According to the complaint the plaintiff alleges breaches of fiduciary duty by the Board of Directors of Bell Microproducts Inc arising out of their attempt to sell Bell Microproducts Inc. (NASDAQ:BELM) to Avnet, Inc. Bell Microproducts Inc, located in San Jose, California, is a distributor and reseller of data storage and server products and solutions, computer component products and peripherals, as well as a range of software applications. Bell Microproducts Inc. reported in 2007 Total Revenue of $3.94991billion, in 2008 Total Revenue of $3.5795billion, and in 2009 Total Revenue of $3.02117billion with a Net Income of $7.52million.
On Monday, March 29, 2010, Bell Microproducts Inc. (Nasdaq:BELM) announced that it has entered into a definitive agreement to be acquired by Avnet, Inc. in an all cash merger for $7.00 per share or a total transaction value of approximately $594 million is based upon an equity value of approximately $252 million and a Bell debt position, at face value and net of cash, of $342 million at December 31, 2009. According to Bell Microproducts the acquisition has been approved by the Boards of Directors of both companies.
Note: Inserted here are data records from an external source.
PR #144, opened 2026-07-13
fix(state): omit VCT roots when block bodies are missing

p0mvn:
## Summary
- stop tree-derived VCT root serving at the first unavailable block body
- avoid pairing valid commitment roots with fabricated zero transaction counts and auth-data roots
- add regression coverage for missing bodies and update tree-root fixtures to use real body-derived auxiliary data

## Test plan
- [x] `cargo test -p zakura-state commitment_aux::tests --lib`
- [x] verify no linter errors in the modified file

### DIFF
--- a/zakura-state/src/service/finalized_state/commitment_aux.rs
+++ b/zakura-state/src/service/finalized_state/commitment_aux.rs
@@ -464,32 +464,29 @@ pub(crate) fn produce_block_roots(
         // `ironwood_root_or_empty`'s doc comment).
         let ironwood_root = ironwood_root_or_empty(db.ironwood_tree_by_height(&height));
         // Below the upgrade height the serving index does not exist, so derive the
-        // auth-data root and the shielded tx-counts from the locally stored block (this
-        // archival node holds the body for these heights). Zero only if the body is somehow
-        // absent, in which case the recipient simply re-fetches from a node that has it.
-        let block = db.block(height.into());
-        let (sapling_tx, orchard_tx, ironwood_tx, auth_data_root) =
-            if let Some(block) = block.as_ref() {
-                (
-                    block.sapling_transactions_count(),
-                    block.orchard_transactions_count(),
-                    block.ironwood_transactions_count(),
-                    block.auth_data_root(),
-                )
-            } else {
-                metrics::counter!("state.block_roots.zero_aux_fallback").increment(1);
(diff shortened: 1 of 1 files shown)


zakura-state/src/service/finalized_state/commitment_aux.rs
```diff
@@ -464,32 +464,29 @@ pub(crate) fn produce_block_roots(
...
+            static MISSING_BODIES: AtomicU64 = AtomicU64::new(0);
+            let occurrences = MISSING_BODIES.fetch_add(1, Ordering::Relaxed) + 1;
+            if occurrences.is_power_of_two() {
+                tracing::error!(
+                    ?height,
+                    occurrences,
+                    "stopping tree-aux root serving because the finalized block body is unavailable"
+                );
+            }
+            break;
```
evan-forbes, line 482: this looks like the exact fix in #133 fwiw

zakura-state/src/service/finalized_state/commitment_aux.rs
```diff
@@ -661,6 +659,43 @@ mod tests {
...
+        for height in heights {
+            let test_body = test_block();
+            let transaction_hashes: Arc<[_]> =
+                test_body.transactions.iter().map(|tx| tx.hash()).collect();
+            let height_byte =
+                u8::try_from(height).expect("test heights fit in a byte for hash fixtures");
+            let finalized = FinalizedBlock::from_checkpoint_verified(
+                CheckpointVerifiedBlock(SemanticallyVerifiedBlock {
+                    block: test_body,
+                    hash: block::Hash([height_byte; 32]),
```
evan-forbes, line 681: very very minor thing and not blocking

while I get that the hash here isn't that important, we just need something there, its also very easy to use the real hash as well, which imo makes the testing code a smidge more general and realistic.

I could see how the mismatch could be confusing without reading and remembering this line, since both just look like hashes. one might assume we're somehow hitting some serialization issue etc when in reality were just setting an arbitrary hash

evan-forbes (commented):
could be missing something but this seems like a duplicate of #133 

if so, that's nbd except 133 is a bit more defensive via also fixing `zakura_db/block.rs::finalized_commitment_roots_by_height_range`, albiet that code isn't actually called atm afaiu

#133 also added an e2e test, although that might be overkill

will defer to you on which to merge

Shares of Bell Microproducts Inc. (BLEM) traded after the announcement at $6.91 per share, and at $5.50 the trading day before the news.
But according the complaint the plaintiff allege that certain “officers and directors of Bell have decided to pursue their own interests” and will the proposed acquisition will benefit certain officers and directors at the expense of Bell’s shareholder, rather then “maximizing shareholder value” for them. The plaintiff alleges, among other things, that the transaction is “unfair and inadequate” and “harmful to Bell’s public stockholders”, because “the company agreed that it will not solicit, initiate, or knowingly encourage any superior proposals from other parties and it would pay a termination fee of $10.5million if it accepted a superior proposal”.